Uma nova Constituinte é mesmo um bom caminho para avançar naquilo que a sociedade precisa

Por O Dia

Rio - A Constituição de 88 foi resultado do clamor da sociedade brasileira num momento em que o país saía da ditadura, precisando ser refundada sob bases sustentadas no princípio do Estado de Direito Democrático. Assim nasceu a Constituição Cidadã, que, mesmo com seus inúmeros defeitos, cumpriu esse papel.

Mas o mundo mudou, e o Brasil, ainda mais em 25 anos. As manifestações que vemos hoje nas ruas trazem novamente o apelo à refundação do Brasil sob bases calcadas no respeito ao cidadão, na intolerância com a corrupção e na prestação de serviços de qualidade.

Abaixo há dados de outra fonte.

PR #163, opened 2023-02-03
Brady/date standardization

BradySkylight:
This PR includes all functions necessary to standardize the birthDate within a bundle or a single patient resource.  The base function accepts a string dob as well as a format string (indicating the format in which the date will be supplied).  This date format is defaulted to the FHIR standard of YYYY-MM-DD, as we anticipate this function being used in conjunction with a FHIR bundle or single patient resource.  However, this function is flexible to look for other delimiters as well as the position in which each of the date components exist.  If the format does not use the one specified by FHIR (STu3 and R4) then it places it in the YYYY-MM-DD format and stores it in the bundle/resource.  If the date is null or the format doesn't match up with the date or garbage data is supplied an exception is logged (for now, we can go back and change this later) as well as the dob being updated to "" in the bundle/resource.  This function also ensures that the date is valid and is not > today.


phdi/harmonization/standardization.py
```diff
@@ -205,3 +208,80 @@ def _build_nicknames_db():
...
+                "day": format.lower().find("d"),
+            }
+            date_values = raw_dob.split(delim)
+
+            index = 0
+            for dictKey in dict(
+                sorted(positions.items(), key=lambda item: item[1])
+            ).keys():
+                date_dict[dictKey] = date_values[index]
+                index = index + 1
```
m-goggins, line 259: A lambda function in the wild! This code definitely works but I think we could make it slightly less dense by taking advantage of the fact that we have both the `raw_dob` and the `format` as well as the delimiter. I would create a list of the `raw_dob` and `format` and then iterate through both lists at the same time using `zip()` to create the `date_dict`. 

Something like:
```
raw_dob_values = raw_dob.split(delim)
format_values = format.replace("%","").lower().split(delim)

date_dict = {}
for format_value, dob_value in zip(format_values,raw_dob_values):
    date_dict[format_value] = dob_value
```

You could condense it further (if you still think it is understandable) to something like:
```
date_dict = {}
for format_value, dob_value in zip(format.replace("%","").lower().split(delim),raw_dob.split(delim)):
    date_dict[format_value] = dob_value
```

phdi/harmonization/standardization.py
```diff
@@ -205,3 +208,80 @@ def _build_nicknames_db():
...
+
+            if _validate_date(date_dict["year"], date_dict["month"], date_dict["day"]):
```
m-goggins, line 261: If you make the changes that I suggest above, you would need to change this to `_validate_date(date_dict["y"], date_dict["m"], date_dict["d"])1

phdi/harmonization/standardization.py
```diff
@@ -205,3 +208,80 @@ def _build_nicknames_db():
...
+                output = (
+                    date_dict["year"]
+                    + "-"
+                    + date_dict["month"]
+                    + "-"
+                    + date_dict["day"]
```
m-goggins, line 267: ditto changes here to "y","m","d"

phdi/harmonization/standardization.py
```diff
@@ -205,3 +208,80 @@ def _build_nicknames_db():
...
+                )
+            else:
+                # TODO:
+                # do we want to raise an exception here or any other action??
+                error_msg = f"Invalid birth date supplied: {raw_dob}"
```
m-goggins, line 272: Instead of an if/else statement with an error message, we should use a try/except statement that raises an error if it doesn't work. See examples of this in the `load_schema` function in phdi.tabulation.tables

phdi/harmonization/standardization.py
```diff
@@ -205,3 +208,80 @@ def _build_nicknames_db():
...
+            error_msg = (
+                f"Delimiter {delim} not found in birth date string supplied: {raw_dob}"
+            )
+    else:
+        # TODO:
+        # do we want to raise an exception here or any other action??
+        error_msg = f"Invalid birth date supplied: {raw_dob}"
+
+    if error_msg:
+        logging.exception(error_msg)
```
m-goggins, line 285: I'm not 100% but I've seen in other TODO statements elsewhere in our code that we are (or were at some point) moving away from logging and instead just using exceptions. I'm not sure if this still applies.

phdi/harmonization/standardization.py
```diff
@@ -205,3 +208,80 @@ def _build_nicknames_db():
...
     return nicknames_to_names
+
+
+def _validate_date(year: str, month: str, day: str) -> bool:
+    is_valid_date = True
+
+    try:
+        valid_date = datetime.datetime(int(year), int(month), int(day))
+        if valid_date > datetime.datetime.now():
+            is_valid_date = False
```
m-goggins, line 219: I would add a couple more checks: 

- Is the month value between 1 and 12?
- Is the days less than 32? We could add more sophisticated checks around 28, 29, 30, and 31 day checks for specific months if you think it's vital, but less than 32 should catch the egregious data entry errors for now.

m-goggins (changes requested):

phdi/harmonization/standardization.py
m-goggins: I actually think that maybe we should add the specific day checks since it's not too hard and the chances of us coming back to this any time soon are low.

phdi/harmonization/standardization.py
```diff
@@ -205,3 +208,80 @@ def _build_nicknames_db():
...
+    The default being yyyy-mm-dd which is also the standard format for dates
+    that is utilized in FHIR STu3 and R4.  Then verify that the date is
+    a proper date and isn't a future date.  If the date is invalid then the
+    value for the dob will be nulled out and an error will be raised.
+
+    :param raw_dob: One birth date (dob) to standardize.
+    :param format: A python DateTime format used to parse the birthDate within
+        the Patient resource.  Default: `%Y-%m-%d` (also known as YYYY-MM-DD)
+    :return: Either a string that has the birth date in yyyy-mm-dd format
+        or a null value
```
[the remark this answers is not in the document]
BradySkylight: This is way more paired down, which I am all for.  Thank you and your suggestions make sense.

phdi/harmonization/standardization.py
```diff
@@ -205,3 +208,80 @@ def _build_nicknames_db():
...
+    """
+    output = ""
+    error_msg = ""
+    if raw_dob and raw_dob.strip():
```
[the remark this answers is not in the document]
BradySkylight: Yes, I was checking to see if the raw_dob was empty or null or just whitespace.  When I was testing I was getting some errors.  I can remove these and see if the tests are still working etc...  Thanks!

phdi/harmonization/standardization.py
bamader: Marcelle I would agree with you here, but I think the `datetime.datetime` constructor actually handles that for us. I looked at the documentation for the constructor and it says that if an argument outside a valid range is given, it will throw a `ValueError` (https://docs.python.org/3/library/datetime.html#datetime-objects). So I believe the code is already checking for those things.

phdi/harmonization/standardization.py
```diff
@@ -205,3 +208,80 @@ def _build_nicknames_db():
...
+    value for the dob will be nulled out and an error will be raised.
+
+    :param raw_dob: One birth date (dob) to standardize.
+    :param format: A python DateTime format used to parse the birthDate within
+        the Patient resource.  Default: `%Y-%m-%d` (also known as YYYY-MM-DD)
+    :return: Either a string that has the birth date in yyyy-mm-dd format
+        or a null value
+    """
+    output = ""
+    error_msg = ""
```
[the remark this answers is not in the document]
bamader: Ironically I think he does need them here not because he's initializing them, but because he's conditionally assigning them. `output` gets returned at the bottom of the function, but outside of this statement, the only time it gets set is line 257 which is in an `if` statement. A similar thing happens with `error_msg` only being set in some `else` clauses. Granted there's a lot of comments in this area of github so my ability to tell what's indented and what's not is basically shot lol, but I think he does need these as defaults to make tests happy (though if everything runs without them being default assigned up top, that works too).

phdi/harmonization/standardization.py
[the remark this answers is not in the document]
bamader: I definitely see how you could be getting an error if `raw_dob` was a `None` type. You can't call string manipulation functions on `None`. I'd be fine leaving the `if raw_dob` check in, but I agree with Marcelle there should be no need to check if `raw_dob.strip()` exists because most string operations shouldn't fail on an empty string, they should just do nothing. If you keep seeing errors when you take out that part of the check, I'm okay leaving it in.

phdi/harmonization/standardization.py
```diff
@@ -205,3 +208,80 @@ def _build_nicknames_db():
...
+    if raw_dob and raw_dob.strip():
+        delim = detect(format.strip("%"))
```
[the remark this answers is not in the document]
bamader: ^^^ this is the way

phdi/harmonization/standardization.py
bamader: I'm normally a secret fan of lambda functions, but I agree with Marcelle here that this one--running some key sorting inside of a conditional for loop--is just a bit too big brain for me 🧠 . I really like the first snippet Marcelle gave where we explicitly create and zip the two objects. I'm not normally a fan of `zip` either (no fault of its own, it's an archaic dislike I have lol 😅 ), but in this case our guaranteed ordering of the date parts as well as the clarity of the code makes it a much better alternative to me.

phdi/harmonization/standardization.py
bamader: Bonus perk of try/except is that it _might_ get rid of the conditional default assignments to `output` and `error_msg` depending on how the code is structured (though not sure)

phdi/harmonization/standardization.py
bamader: We are! I was going to leave this comment like six times here, but we made an architectural decision to just raise exceptions and let the caller set up any kind of logging and reporting they wanted to. I think all you need to do within the appropriate try/except block is raise an exception (of the correct type--probably lots of `ValueError` here though this list will tell you what's most appropriate https://docs.python.org/3/library/exceptions.html#concrete-exceptions) that has meaningful information content.

poetry.lock
```diff
@@ -1057,94 +1065,1021 @@ testing = ["pytest (>=6)", "pytest-checkdocs (>=2.4)", "flake8 (<5)", "pytest-co
...
 
 [metadata.files]
-alabaster = []
-antlr4-python3-runtime = []
-attrs = []
-azure-core = []
-azure-identity = []
-azure-storage-blob = []
-babel = []
-black = []
```
bamader, line 1070: Just leaving the comment here, but _all_ of these metadata files changes are very concerning to me. The lock file shouldn't be changing with this much of an impact just by adding one package. By way of comparison, I ran `poetry add detect-delimiter`, grabbed the same version, and got only a very small change in the lockfile, with none of these metadata changes with it. I think something is up with the way your virtual environment is trying to push cached versions of these packages into the repo.

bamader (changes requested):
Agree with Marcelle on most of the pythonic comments, but of larger concern to me is the lockfile, which shouldn't be feeling changes of that magnitude for a single package addition. Something funky is definitely going on, and it's not the Funky Chicken coffee in my mug.

phdi/harmonization/standardization.py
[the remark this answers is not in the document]
BradySkylight: Yes, precisely...however, I may be able to subvert this by some of the other changes I'm making based upon all your feedback.  I'll see if these are needed.

poetry.lock
BradySkylight: This is concerning.  I only performed poetry add detect-delimiter and I don't see why it would need all those additional packages.  Any thoughts on how to untangle this?  I have a new machine and thereby a new VE, so this shouldn't be a problem going forward.  However, would you be willing to update this file in this branch with the detect_delimiter included @bamader ?

phdi/harmonization/standardization.py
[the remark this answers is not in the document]
BradySkylight: Done!

phdi/harmonization/standardization.py
m-goggins: Oh totally missed that. Whew! I was worried that we were trying to handle dates on our own.

poetry.lock
m-goggins: @BradySkylight I have had success with `poetry lock --no-update` after I added a package to the .toml file.

phdi/harmonization/standardization.py
BradySkylight: Do we want an exception to be raised that will stop processing a bundle if the dob is invalid?

phdi/harmonization/standardization.py
BradySkylight: This tremendously simplifies things.  Ugh... I was looking for something like zip() that would handle the scenario so did the best with the tools I had available.  It worked at least...but thank you so much because this is much cleaner and simple.

phdi/harmonization/standardization.py
BradySkylight: Correct.  This was the 'best practice', at least from what I could find about validating dates.  It's easier than writing our own code to validate the days and months etc...

bamader (changes requested):
The tests look fine to me, but I do still have lingering concerns around the lockfile changes. More generally though I think it might be worth talking about the scope of work entailed by this PR. I was under the impression we would be standardizing a broader inputs of dates into a uniform output as well as validating, but this PR does validation while stipulating that input dates already have a certain format, which seems to me to be less useful to us if we want to accept broader data.

phdi/harmonization/standardization.py
```diff
@@ -205,3 +207,51 @@ def _build_nicknames_db():
                 for nickname in nicks.split(","):
                     nicknames_to_names[nickname] = name
     return nicknames_to_names
+
+
+def _validate_date(year: str, month: str, day: str) -> bool:
```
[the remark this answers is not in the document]
BradySkylight: Will do.  That makes sense to me.

phdi/harmonization/standardization.py
```diff
@@ -205,3 +207,51 @@ def _build_nicknames_db():
...
+        valid_date = datetime.datetime(int(year), int(month), int(day))
+        if valid_date > datetime.datetime.now():
+            is_valid_date = False
+    except ValueError:
+        is_valid_date = False
+
+    return is_valid_date
+
+
+def standardize_birth_date(raw_dob: str, format: str = "%Y-%m-%d") -> str:
```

Uma nova Constituinte é mesmo um bom caminho para avançar naquilo que a sociedade precisa e o Congresso não foi capaz até hoje de fazer, da Reforma Tributária ao Pacto Federativo, passando por questões associadas ao ordenamento urbano, à lentidão do Judiciário e ao fim da impunidade. De todos os temas, porém, é a Reforma Política a mais urgente. Porque ela é a mãe de todas as demais, onde repousa boa parte da corrupção,que se agravou após a emenda que permitiu a reeleição.

É preciso, urgentemente, tornar as eleições coincidentes. Pois o custo do pleito, que acontece a cada dois anos, se tornou uma ofensa à sociedade. Unir, num só ano, as escolhas para presidente, governador, prefeito, senador, deputado federal, estadual e vereador, cada qual com um mandato de cinco anos, reduziria os gastos de campanha para 40% do que é gasto hoje.

Isso não foi feito em 88 porque seria inimaginável no tempo do voto no papel, mas, hoje, com a tecnologia que dispomos e a experiência que a população adquiriu nas urnas, isso não é apenas viável como necessário.

Se for para fazer plebiscito, que seja então para que, na eleição do ano que vem, elejamos presidente, governadores, deputados estaduais e os constituintes. Os mandatos — todos eles — teriam data para acabar: 2016. Daí para frente, as eleições seriam coincidentes, com renovação a cada cinco anos, sem reeleição. A refundação do Brasil passa pela horizontalização das eleições, e o povo que está nas ruas já sabe por quê.